PR #1210, opened 2024-09-11
docs: update-privacy-policy.md

lenkab151:
new version of the privacy policy


TC-MO:
I think in this case we don't need to follow markdownlint guidelines as here we value proper formatting and readability more than set of rules set for the rest of documentation. I will go ahead and try to disable markdownlint for any content within `/legal`

mnmkng (approved):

What the task requires:
Only the lines from the one containing "new version of the privacy policy" through the final line of the data belong in the answer, repeated exactly.

Written reply:
new version of the privacy policy


TC-MO:
I think in this case we don't need to follow markdownlint guidelines as here we value proper formatting and readability more than set of rules set for the rest of documentation. I will go ahead and try to disable markdownlint for any content within `/legal`

mnmkng (approved):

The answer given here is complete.